Queen leads mourning in honouring Britain's war dead
The Queen led the nation in honouring members of the armed forces killed in conflict as Remembrance Sunday services took place around the country.
She was accompanied by the Duke of Edinburgh, other senior royals and members of the leading political parties at the Cenotaph in central London.
Also present was King Willem-Alexander of the Netherlands who laid a wreath following an invitation from the Queen to mark the 70th anniversary of the liberation of the Netherlands after the end of the Second World War.
The Duke of Cambridge, Prince Harry, and the Duke of York also laid wreaths, as the Duchess of Cambridge, Queen Maxima of the Netherlands, the Countess of Wessex, and the Princess Royal's husband, Vice Admiral Sir Timothy Laurence, looked on from the Foreign Office balcony.
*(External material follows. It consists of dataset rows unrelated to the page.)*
PR #374, opened 2023-12-01
Support Rustls through cargo features

dani-garcia:
## Type of change
```
- [ ] Bug fix
- [x] New feature development
- [ ] Other
```

## Objective

Created two cargo features: `use_native_tls` and `use_rustls` in bitwarden and bitwarden-json to allow TLS backend selection in all the crates. By default we use native-tls to keep the same backend we are using now, with the exception of bitwarden-py, which is using rustls to avoid issues with manylinux compatibility.

Another alternative can also be to remove these features, and just force downstream users (and our internal crates) to specifically declare the reqwest dependency with their preferred backend, though this might be a problem if we ever need to change to a different HTTP crate:
```toml
reqwest = {version = "*", features = ["rustls-tls"], default-features = false }
```

<br/>

It would be good to think which backend we're going to use for all the internal crates, too. I'm going to do some testing also on the mobile apps to see how both options fare.

### DIFF
--- a/crates/bitwarden/Cargo.toml
+++ b/crates/bitwarden/Cargo.toml
@@ -13,11 +13,15 @@ edition = "2021"
 rust-version = "1.57"
 
 [features]
-default = ["secrets"]
+default = ["secrets", "use_native_tls"]
 
 secrets = []                    # Secrets manager API
 internal = []                   # Internal testing methods
 mobile = ["uniffi", "internal"] # Mobile-specific features
+
+# TLS backend selection
+use_native_tls = ["reqwest/native-tls"]
+use_rustls = ["reqwest/rustls-tls"]
 
 [dependencies]
 aes = ">=0.8.2, <0.9"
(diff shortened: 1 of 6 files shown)


crates/bitwarden/Cargo.toml
```diff
@@ -13,12 +13,16 @@ edition = "2021"
...
-default = ["secrets"]
+default = ["secrets", "use_native_tls"]
 
 secrets = []                    # Secrets manager API
 internal = []                   # Internal testing methods
 mobile = ["uniffi", "internal"] # Mobile-specific features
 
+# TLS backend selection
+use_native_tls = ["reqwest/native-tls"]
+use_rustls = ["reqwest/rustls-tls"]
```
Hinton, line 24: We should look into using https://github.com/rustls/rustls-platform-verifier for rustls

dani-garcia: Implemented support for it everywhere but android, where I chose rustls-webpki instead. We can change it later once the Android setup is easier.

Hinton (dismissed):
LGTM, let's hold of on merging this until next week.

Hinton (approved):

Hinton (approved):

PR #377, opened 2023-12-01
Improve SDK bindings examples

dani-garcia:
## Type of change
```
- [ ] Bug fix
- [ ] New feature development
- [ ] Other
```

## Objective
Updated all the samples to load access token, organization id and urls from env variables. This made it much easier to quickly test all the bindings. Also added one Java example.


dani-garcia:
Sounds good, I'm going to check that all the examples work correctly when not setting the URLs or setting them to null, we might need #370 for them all to work though.

Hinton (approved):

PR #392, opened 2023-12-04
Initial TOTP implementation

Hinton:
## Type of change

```
- [ ] Bug fix
- [x] New feature development
- [ ] Other
```

## Objective

Convert the `TotpService` from `clients` repository to rust.

## Before you submit

### DIFF
--- a/crates/bitwarden/src/vault/totp.rs
+++ b/crates/bitwarden/src/vault/totp.rs
@@ -121,7 +121,7 @@ impl Totp {
 impl FromStr for Totp {
     type Err = Error;
 
-    /// Parses the provided key and returns the corresponding `TotpParams`.
+    /// Parses the provided key and returns the corresponding `Totp`.
     ///
     /// Key can be either:
     /// - A base32 encoded string
--- a/crates/bitwarden/src/vault/totp.rs
+++ b/crates/bitwarden/src/vault/totp.rs
@@ -38,12 +38,15 @@ pub struct TotpResponse {
 /// Arguments:
 /// - `key` - The key to generate the TOTP code from
 /// - `time` - The time in UTC to generate the TOTP code for, defaults to current system time
-pub async fn generate_totp(key: String, time: Option<DateTime<Utc>>) -> Result<TotpResponse> {
+pub(crate) async fn generate_totp(
+    key: String,
+    time: Option<DateTime<Utc>>,
+) -> Result<TotpResponse> {
     let params: Totp = key.parse()?;
 
     let time = time.unwrap_or_else(Utc::now);
 
-    let otp = params.derive_otp(time.timestamp())?;
+    let otp = params.derive_otp(time.timestamp());
 
     Ok(TotpResponse {
         code: otp,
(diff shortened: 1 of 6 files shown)


crates/bitwarden/src/vault/totp.rs
```diff
@@ -22,9 +34,244 @@ pub struct TotpResponse {
...
+impl Algorithm {
+    // Derive the HMAC hash for the given algorithm
+    fn derive_hash(&self, key: &[u8], time: &[u8]) -> Result<Vec<u8>> {
+        fn compute_digest<D: Mac>(mut digest: D, time: &[u8]) -> Vec<u8> {
+            digest.update(time);
+            digest.finalize().into_bytes().to_vec()
+        }
+
+        Ok(match self {
+            Algorithm::Sha1 => compute_digest(HmacSha1::new_from_slice(key)?, time),
```
dani-garcia, line 71: `Hmac::new_from_slice` can't fail, as it accepts keys of any size, so we can just use `.expect()` and make this function infallible

crates/bitwarden/src/vault/totp.rs
```diff
@@ -22,9 +34,244 @@ pub struct TotpResponse {
...
+            secret: "".to_string(),
+        }
+    }
+}
+
+impl Totp {
+    fn derive_otp(&self, time: i64) -> Result<String> {
+        let time = time / self.period as i64;
+
+        let secret = BASE32
```
dani-garcia, line 102: I think the secret should be base32 decoded in the from_str implementation, with that and the change suggested in `derive_hash`, we can make this function infallible

dani-garcia (commented):
Left some comments, mostly style things, and some ways to make the `derive_otp` function infallible

crates/bitwarden/src/vault/totp.rs
```diff
@@ -22,9 +34,248 @@ pub struct TotpResponse {
...
+                        .get("secret")
+                        .map(|v| v.to_string())
+                        .ok_or(Error::Internal("Missing secret in otpauth URI"))?,
+                )?,
+            }
+        } else if key.starts_with("steam://") {
+            Totp {
+                algorithm: Algorithm::Steam,
+                digits: 5,
+                secret: decode_secret(key.strip_prefix("steam://").expect("Prefix is defined"))?,
```
dani-garcia, line 180: We can avoid doing the same thing twice by just destructuring the strip_prefix in the else if:
```suggestion
        } else if let Some(secret) = key.strip_prefix("steam://") {
            Totp {
                algorithm: Algorithm::Steam,
                digits: 5,
                secret: decode_secret(secret)?,
```

crates/bitwarden/src/vault/totp.rs
```diff
@@ -22,9 +34,248 @@ pub struct TotpResponse {
...
+    period: u32,
+    secret: Vec<u8>,
+}
+
+impl Default for Totp {
+    fn default() -> Self {
+        Self {
+            algorithm: Algorithm::Sha1,
+            digits: 6,
+            period: 30,
```
dani-garcia, line 103: I think this default impl would be better off as three constant values: DEFAULT_ALGORITHM, DEFAULT_DIGITS, DEFAULT_PERIOD. As it is, we only ever use the Default impl to extract the values and assign them one by one anyway

Hinton: True, I agree.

Prime Minister David Cameron was the first politician to lay a wreath, followed by Jeremy Corbyn who was wearing a poppy, and participated in the singing of the national anthem.
Mr Corbyn had previously attracted wide criticism for not singing the anthem at the Battle of Britain 75th anniversary commemorations.
Other members of the royal family, politicians, and high commissioners also laid their tributes as crowds lined Whitehall for the service, at the heart which was a two-minute silence marked at the beginning and end by the firing of an artillery gun.
Although cool and cloudy, the rain held off for the duration of the service and as thousands of veterans marched past the Cenotaph, before William took the salute at Horse Guards Parade.
Millions of people across the country fell silent in tribute to those lost in war, joining the crowds gathered in central London who stood in a moment of quiet contemplation as Big Ben struck 11am.
Later today giant falling poppies will be projected onto Parliament's Elizabeth Tower.
Thousands joined the Queen, a host of senior royals and Prime Minister David Cameron at London's Royal Albert Hall yesterday to honour the war dead and pay tribute to veterans from all conflicts in the annual event.
The service concluded with traditional prayers, hymns and blessings before an enthusiastic rendition of God Save The Queen.